Man Group – Improving Python: How we made pip install twice as fast

mathisd a day ago

Why bother now that there is newer package manager such as uv which still have a strong lead in performance ?

zahlman a day ago

(for fellow JavaScript haters: https://archive.is/Hl4yJ; but this will show collapsed accordions with important content that of course don't expand. I caved and visited the original page — but seriously, people, the <details> tag is not deep magic.)
TFA documents work done for and incorporated into Pip about a year ago.
Improvements like this are still worth making because, among other things, tons of people still use Pip and are not even going to look at changing. They are, I can only assume, already running massive CI jobs that dynamically grab the latest version of Pip repeatedly and stuff them into containers, in ways that defeat Pip's own caching, and forcibly check the Internet every time for new versions. Because that's the easiest, laziest thing to write in many cases. This is the only plausible explanation I have for Pip being downloaded an average of 12 million times per day (https://pypistats.org/packages/pip).
They're also worth making exactly because Pip still has a very long way to go in terms of performance improvement, and because experiments like this show that the problem is very much with Pip rather than with Python. Tons of people hyping Uv assume that it must be "rocket emoji, blazing fast, sparkle emoji" because it's written in Rust. Its performance is not in question; but the lion's share of the improvement, in my analysis, is due to other factors.
Documenting past performance gains helps inform the search for future improvements. They aren't going to start over (although I am: https://github.com/zahlman/paper) so changes need to be incremental, and constantly incorporated into the existing terrible design.
Showing off unexpected big-O issues is also enlightening. FTA:
> This was the code to sort installed packages just before the final print.
> There was a quadratic performance bug lurking in that code. The function `env.get_distribution(item)` to fetch the package version that was just installed was not constant time, it looped over all installed packages to find the requested package.
The user would not expect an installation of hundreds of packages to spend a significant amount of time in preparing to state which packages were installed. But Pip has been around since 2008 (https://pypi.org/project/pip/#history) and Ian Bicking may never have imagined environments with hundreds of installed packages, never mind installing hundreds at a time.
Finally, documentation like this helps highlight things that have improved in the Python packaging ecosystem, even outside of Pip. In particular:
> Investigation revealed the download is done during the dependency resolution. pip can only discover dependencies after it has downloaded a package, then it can download more packages and discover more dependencies, and repeat. The download and the dependency resolution are fully intertwined.
This is mostly no longer true.

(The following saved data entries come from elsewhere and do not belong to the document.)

PR #1580, opened 2019-05-23
Text filtered hints

vlmarek:
Hi,

So this is where I stand now. I'm happy with the code, but I gave it just a little testing so far. Since everything is new for me I don't expect to have very polished code.

I still miss regular expressions and searching on a whole page, not just in the visible part. I wold like to implement find patters similar to what pentadactyl had

http://bug.5digits.org/help/pentadactyl/pattern.xhtm

\c    Perform case insensitive find
\C    Perform case sensitive find
\L    Search the entire page.
\r    Process the entire pattern as a regular expression.
\R    Process the entire pattern as an ordinary string.

Thank you for everyone's support

### DIFF
--- a/src/content/hinting.ts
+++ b/src/content/hinting.ts
@@ -705,7 +705,10 @@ export function hintableImages() {
     return DOM.getElemsBySelector(DOM.HINTTAGS_img_selectors, [DOM.isVisible])
 }
 
-export function hintByText(match) {
+/** Get array of selectable elements that display a text matching either plain
+ * text or RegExp rule
+ */
+export function hintByText(match: string|RegExp) {
     return DOM.getElemsBySelector(DOM.HINTTAGS_filter_by_text_selectors, [
         DOM.isVisible,
         hint => {
@@ -716,8 +719,12 @@ export function hintByText(match) {
             } else {
                 text = hint.textContent
             }
-            return text.indexOf(match) >= 0
-        },
+            if (match instanceof RegExp) {
+                return text.match(match) !== null
+            } else {
+                return text.includes(match)
+            }
+        }
     ])
 }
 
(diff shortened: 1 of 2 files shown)


vlmarek:
Hi,

I have updated the changes to be lint clean. I had to rewrite the hintPage function even more, but I believe that it is better now

src/content/hinting.ts
```diff
@@ -716,7 +716,11 @@ export function hintByText(match) {
             } else {
                 text = hint.textContent
             }
-            return text.indexOf(match) >= 0
+            if (match.constructor.name == "RegExp") {
+                return text.match(match) !== null
+            } else
+                return text.indexOf(match) >= 0
+            }
```
cmcaine: use `text.search(match) >= 0` instead. It works for both regexp and string patterns.

cmcaine:
You probably noticed that I already merged your older hint -f stuff. It didn't appear here on github because I had to rebase. I'll merge once the issue above is fixed (or I'll fix it later and merge anyway ;)

src/content/hinting.ts
vlmarek: I have tried that and it seems that it always interprets the text as a regex. That is
`:hint -f $`
matches all links, not only those containing '$'. This seems to confirm it: https://www.w3schools.com/jsref/jsref_match.asp

cmcaine: Sorry, my bad there.

Please use `match instanceof RegExp` for the check and `text.includes(match)` for the string match.

Happy to merge then.

vlmarek: Thanks for the tips, it's the first time I'm touching typescript. I have also added some comment above the function.

bovine3dom:
I made `hint -f` case insensitive because it surprised me when it wasn't. Merged. Thanks!

PR #1585, opened 2019-05-25
native.ts: fix getProfileUncached when loading fallback default profile

thechunk:
On my setup, I was getting an error on `:guiset` where the profile would never get discovered. I found that the `iniObject[profileName]` object had a `Default` property as Number type so it was always failing. This seems to fix that. Let me know if anything needs to be changed, thanks!


thechunk:
Thanks & appreciate your work so I could feel at home on my FF again 😄

PR #1593, opened 2019-05-27
browser.extension.getURL -> browser.runtime.getURL

saulrh:
Function is deprecated:
https://developer.mozilla.org/en-US/docs/Mozilla/Add-ons/WebExtensions/API/extension/getURL

Replacement has essentially identical functionality:
https://developer.mozilla.org/en-US/docs/Mozilla/Add-ons/WebExtensions/API/runtime/getURL

I'm sure that there's _some_ difference between the "path in install directory" and "path relative to manifest.json", but I don't think that we're going to be the ones running into it.

### DIFF
--- a/src/completions.ts
+++ b/src/completions.ts
@@ -15,7 +15,7 @@ import { enumerate } from "@src/lib/itertools"
 import { toNumber } from "@src/lib/convert"
 import * as aliases from "@src/lib/aliases"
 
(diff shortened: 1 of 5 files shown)


saulrh:
Alternatively, we could completely replace use of this function with https://github.com/webpack-contrib/file-loader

While of course the dependency metadata must be downloaded and cannot appear by magic, it is now available separately from the package artifact in a large fraction of cases. Specifically, there is a standard for package indices to provide that information separately (https://peps.python.org/pep-0658/), and per my discussion with Pip maintainers, PyPI does so for wheels. (Source distributions — called sdists — are still permitted to omit PKG-INFO, and dependency specifications in an sdist can still be dynamic since the system for conditional platform-dependent dependencies is apparently not adequate for everyone. But in principle, some projects could have that metadata supplied for their sdists, and nowadays it's relatively uncommon to be forced to install from source anyway.)